PR #855, opened 2021-02-03
Time

hollasch:
Initial draft. This updates the code, but lacks the corresponding text changes.

I believe that we can also eliminate the `bool` return from the `hittable::bounding_box()` methods, as I couldn't find a single derived that didn't (1) return true, or (2) return the logical-and of its child returns. Been wanting to fix this for a long time, as it would be much cleaner to just return the `aabb`. I'd like to introduce the concept of _empty_ or _universe_ to AABB if this is necessary, but I don't think it is.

* * * *

#### TO DO
Exactly reproduce the material above.

#### OUTPUT BELOW
PR #855, opened 2021-02-03
Time

hollasch:
Initial draft. This updates the code, but lacks the corresponding text changes.

I believe that we can also eliminate the `bool` return from the `hittable::bounding_box()` methods, as I couldn't find a single derived that didn't (1) return true, or (2) return the logical-and of its child returns. Been wanting to fix this for a long time, as it would be much cleaner to just return the `aabb`. I'd like to introduce the concept of _empty_ or _universe_ to AABB if this is necessary, but I don't think it is.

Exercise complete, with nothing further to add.